Dynamical systems analysis of fluid transport in time-periodic vortex ring flows

• Published in: Physics of fluids (1994) Vol. 18; no. 4
• Main Authors: Shariff, Karim, Leonard, Anthony, Ferziger, Joel H.
• Format: Journal Article
• Language: English
• Published: Melville, NY American Institute of Physics 01.04.2006
• Subjects: Exact sciences and technology; Fluid dynamics; Fundamental areas of phenomenology (including applications); Inviscid flows with vorticity; Laminar flows; Physics; Rotational flow and vorticity; Vortex dynamics; Periodic flow; Poincaré section; Non viscous fluid; Vorticity; Entrainment; Ring vortex; Modelling; Vortex flow
• ISSN: 1070-6631; 1089-7666
• DOI: 10.1063/1.2189867

It is known that the stable and unstable manifolds of dynamical systems theory provide a powerful tool for understanding Lagrangian aspects of time-periodic flows.

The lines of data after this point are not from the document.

Issue #53, opened 2020-09-20
Send the langauge information and uploaded file to the web worker; web worker should send back compiled model code


eddieantonio:
Will need to use `worker.postMessage()` to send both the BCP-47 tag to the web worker; the web worker should then `self.postMessage()` the compiled model source code (see #28).

PR #78, opened 2020-09-25
add generate kmp function

### LINKED ISSUE #40: Generate .kmp file for the dictionary

xqiu1:
Fixes #40


eddieantonio:
Hey @Xuechunqiu, is this PR ready? There are a lot of unlinked parts. I feel like a function like `generateKmp()` is not enough of a contribution to close #40 :/

**Edit**: missed key word 🙃

eddieantonio:
This is now **ready for review**!

src/app/Upload.svelte
```diff
@@ -3,6 +3,7 @@
 
   let onDraggedOver = false;
   let files = new Map<String, File>();
+  let downloadURL = "";
```
IanSeng:
```suggestion
  let downloadURL:  string;
```
**[Suggestion]**: If this string is not mutable I would use constant

src/app/Upload.svelte
```diff
@@ -100,6 +105,11 @@
     color: var(--blue);
     padding-bottom: 1em;
   }
+
+  .download.download--disabled {
```
IanSeng: **[Suggestion]**: I would refractor the class name to avoid confusion

src/app/Upload.svelte
```diff
@@ -113,4 +123,10 @@
   <span>or</span>
   <label for={UPLOAD_INPUT_ID} class="upload-btn">Browse file</label>
   <input id={UPLOAD_INPUT_ID} type="file" on:change={handleChange} />
+  <a
+    href={downloadURL ? downloadURL : "#"}
+    download="Example.kmp"
+    class="download"
```
IanSeng:
```suggestion
    class="download-link"
```
**[Suggestion]**: It's great to have more explicit class name, which it will later alleviate your testing

src/worker/generate-kmp.ts
```diff
@@ -0,0 +1,37 @@
...
+  const modelFile = compileModelFromLexicalModelSource({
+    format: "trie-1.0",
+    sources: sources,
+  });
+
+  const kmpFile = createZipWithFiles({
+    [`${modelId}.model.js`]: modelFile,
+    "kmp.json": kmpJsonFile,
+  });
+  return kmpFile;
```
IanSeng, line 40: **[Question]**: It seems like the linting is not doing the job here 😭, I will double check later

test/test-generate-kmp.ts
```diff
@@ -0,0 +1,29 @@
...
+  new WordListFromArray("wordlist.xlsx", [
+    ["TŦE", 13644],
+    ["E", 9134],
+    ["SEN", 4816],
+  ]),
+];
+const modelID = "nrc.en.mtnt";
+
+test("it should generate a kmp file", async (t) => {
+  const kmp = await generateKmp(langName, bcp47Tag, sources, modelID);
```
IanSeng: **[Question]**: is there a different way in Ava to test async function ?

test/test-link-storage-to-kmp.ts
```diff
@@ -0,0 +1,17 @@
...
+import * as IDBKeyRange from "fake-indexeddb/lib/FDBKeyRange";
+
+test("a function link the storage file to generate the kmp package", async (t) => {
+  const db = new PredictiveTextStudioDexie({
+    indexedDB: new FDBFactory(),
+    IDBKeyRange,
+  });
+  const storage = new Storage(db);
+
+  const kmpFile = await linkStorageToKmp(storage);
```
IanSeng, line 14: same as above

IanSeng (changes requested):
Great pr. I have some questions and a few suggestions

src/app/Upload.svelte
eddieantonio: `downloadURL` is mutated below (Svelte compiles the mutation to an `$$invalidate()` call).

src/app/Upload.svelte
eddieantonio: What would you name it?

src/worker/generate-kmp.ts
eddieantonio: What do you mean? I see absolutely nothing wrong with the code style here. Could you please clarify?

test/test-generate-kmp.ts
eddieantonio: A different way how so? I'm having difficulting understanding exactly what you mean by this

src/app/Upload.svelte
eddieantonio: I agree, `.download-link` is a better name, but never use a CSS class name in testing! 💀 😭 😭

src/app/Upload.svelte
eddieantonio: Hey @IanSeng. Thanks for the review comments. I've thought about this, and I notice many of your review comments are more about style than content. In this case, you would have noticed that `downloadURL` is mutable and cannot be turned into a constant by this line:

https://github.com/eddieantonio/predictive-text-studio/pull/78/files#diff-ce0dbfe92e42d16b2e8ce7fc58fdae2fR58

What's more, we have an `eslint` rule that would fail the build if we declare an identifier as `let` when it is never reassigned, so this particular comment would have already been caught by `eslint` before getting to this point :)

Please be more thorough in code review, and attempt to comment more on _content_ and _structure_ and less on _style_. If you have an issue with the style of the PR, take that up with our eslint and svelte-check rules! That's what they're there for. Let them do the talking :) Please review with concerns that only a human can check. Thanks!

**Edit**: "reassigned" instead of "assigned"

src/app/Upload.svelte
eddieantonio: @IanSeng for next time, may you please _suggest_ a better name? If a better name doesn't come to mind, either because the intent is not clear, or, you know, naming is hard, please the authors know exactly what the issue is (e.g., _why_ does this cause confusion) and that way we have an actionable way to respond to this review comment!

src/worker/link-storage-to-kmp.ts
```diff
@@ -0,0 +1,19 @@
+import { WordListFromArray } from "@predictive-text-studio/lexical-model-compiler";
+import { generateKmp } from "./generate-kmp";
+import Storage from "./storage";
+
+export async function linkStorageToKmp(storage: Storage): Promise<ArrayBuffer> {
+  const sourcesFromDB = await storage.fetchAllFiles();
+  const sources: WordListFromArray[] = [];
+  for (const { name, wordlist } of sourcesFromDB) {
+    sources.push(new WordListFromArray(name, wordlist));
+  }
```
pranavnarang: If I understand this correctly, these lines of code take each `StoredWordList` from the DB and convert it to a `WordListFromArray` to append to sources, which is later used to generate the kmp.

If so, I would probably move this to another helper function like:
```
let sources: WordListFromArray[] = generateSourcesFromStorage(storage);
``` 

to make `linkStorageToKmp` more readable/decouple functionality.

eddieantonio: @Xuechunqiu could you please factor out `generateSourcesFromStorage()` as Pranav suggested?

src/app/Upload.svelte
IanSeng: I am aware that some of the code is using id for testing and I thought this is what we have landed as a team, which is also why I put this comment here.

src/worker/generate-kmp.ts
IanSeng: There is inconsistency in the linting patter, for instance, there is no extra line after line 35. I wasn't sure about the linting rule we have and I thought that I might not implemented the husky hook correctly last time, which is why I put a "I will double check later here". Now that I am aware there is no rule in our linting.

test/test-generate-kmp.ts
IanSeng: I was using Jasmine that provide the `fakeAsync ` for the use of testing async function. Since I am extremely new to AVA I wasn't sure if Ava has something similar, which is why I put it as a **[Question]**

src/app/Upload.svelte
IanSeng: hmmm my apologies for the confusion. I was confused when I first look at this line and was wondering why `download--disabled` class is having the same CSS styling as `download`. That is why I think a better naming would be great and thought it could be a mistake in the naming or my mistake.

src/app/Upload.svelte
IanSeng: Hey @eddieantonio  I can definitely see you point and I hope that I do not come across as rude. Since we are working on a project as a team and I personally think it would be valuable to have consistent style/naming convention for the reason of maintainability and code readability. I can totally understand your perspective and will be more than happy take your feedback. Thank you.

src/worker/generate-kmp.ts
eddieantonio: It's irrelevant if the husky hook runs correctly, because the build literally fails if the linter dislikes it.

For future reviews, please do not focus on code style. That's why we're running the linter on CI. And it [does work](https://github.com/eddieantonio/predictive-text-studio/runs/1196158848). If the linter accepts it, then it's acceptable code, as far as style is concerned. Please comment on structure, form, and meaning instead.

test/test-generate-kmp.ts
eddieantonio: Ah, no, this is [the idiomatic way to write async tests](https://github.com/avajs/ava/blob/master/docs/01-writing-tests.md#async-function-support)!

IanSeng (approved):
After reading the feedback from @eddieantonio, I might be giving away too much of comments on granular styling and have removed the block.

src/worker/generate-kmp.ts
IanSeng: Thank you again for feedback and clarifying the norm for pr review for the project. I am more than happy to take your feedback.

src/app/Upload.svelte
eddieantonio: Confusion is okay! A helpful comment is:

> why [does] `download--disabled` class [have] the same CSS styling as `download`?

And you could add:

> Could you make a clearer name for "download"?

Also note, that I'm using BEM here, so it's `.download` with the `--disabled` modifier/state; although in all fairness, `.download` is a redundant selector (increases the specificity), so now that I think about it, I can safely remove the `.download` part of the selector! :)

src/worker/generate-kmp.ts
```diff
@@ -0,0 +1,38 @@
...
+ * @param modelId
+ */
+export async function generateKmp(
+  langName: string,
+  bcp47Tag: string,
+  sources: WordListFromArray[],
+  modelId: string
+): Promise<ArrayBuffer> {
+  const kmpJsonFile = generateKmpJson({
+    languages: [{ name: langName, id: bcp47Tag }],
```
eddieantonio, line 26: @Xuechunqiu a thing we didn't notice earlier is that the `kmp.json` file needs to have the same modeld as in the `.kmp` file; however, since we didn't provide it as an argument here, the name in the `kmp.json` may not match the filename here.

Since `generateKmpJson()` automatically generates its own model ID, this **will** get out of sync, and will not install in Keyman (I tried it!). The real solution is to change `generateKmpJson()` so that it accepts a model ID and does not generate it itself, however, this will make it work in the meantime:

```suggestion
    languages: [{ name: langName, id: bcp47Tag }],
    // TODO: change generateKmpJson() to accept a modelID argument instead of splitting it here:
    authorID: modelId.split(".")[0],
    modelTag: modelId.split(".")[2],
```

eddieantonio (changes requested):
Hey @Xuechunqiu, just one quick change we forgot about, and then LGTM! I would appreciate a review from @jienius before merging though, as much of what is covered here conflicts with #53, and will need to be reconciled before merging both.

src/app/Upload.svelte
IanSeng: Nice one. Thank you

src/worker/generate-kmp.ts
xqiu1: I see what you mean. In addition to these quick changes, do I need to change generateKmpJson() for now, or do it later?

eddieantonio (approved):
LGTM

src/worker/generate-kmp.ts
eddieantonio: I think that's best kept for a seperate PR :)

eddieantonio: Update: it's issue #91 if you want to tackle it later

src/app/Upload.svelte
jienius: URL or Url, HTTP or Http, HTML or Html

test/test-generate-kmp.ts
```diff
@@ -0,0 +1,29 @@
...
+const langName = "English";
+const bcp47Tag = "en";
+const sources = [
+  new WordListFromArray("wordlist.xlsx", [
+    ["TŦE", 13644],
+    ["E", 9134],
+    ["SEN", 4816],
+  ]),
+];
+const modelID = "nrc.en.mtnt";
```
jienius: ID or Id

src/app/Upload.svelte
```diff
@@ -100,6 +105,16 @@
...
     padding-bottom: 1em;
   }
+
+  .download-link {
+    display: block;
+    margin-top: 1.5em;
+  }
+
+  .download-link--disabled {
+    color: #666;
```
jienius: I would extract this color into the global style since disabled color will be potentially used in multiple places

test/test-generate-kmp.ts
xqiu1: I will use Id to make the variable name consistent.

src/app/Upload.svelte
eddieantonio: It seems our convension is the following:

```suggestion
  let downloadUrl = "";
```

Needs to be changed in the rest of the file, though!

src/app/Upload.svelte
xqiu1: already changed :)

jienius (approved):
LGTM! Good job!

In this work we consider two time-periodic vortex ring flows. The first is a vortex ring with an elliptical core. The manifolds provide information about entrainment and detrainment of irrotational fluid into and out of the volume transported with the ring. The likeness of the manifolds with features observed in flow visualization experiments of turbulent vortex rings suggests that a similar process might be at play. However, what precise modes of unsteadiness are responsible for stirring in a turbulent vortex ring is left as an open question. The second situation is that of two leapfrogging rings. The unstable manifold shows striking agreement with even the fine features of smoke visualization photographs, suggesting that fluid elements in the vicinity of the manifold are drawn out along it and begin to reveal its structure. We suggest that interpretations of these photographs that argue for complex vorticity dynamics ought to be reconsidered. Recently, theoretical and computational tools have been developed to locate structures analogous to stable and unstable manifolds in aperiodic, or finite-time systems. The usefulness of these analogs is demonstrated, using vortex ring flows as an example, in the paper by Shadden, Dabiri, and Marsden [Phys. Fluids 18, 047105 (2006)].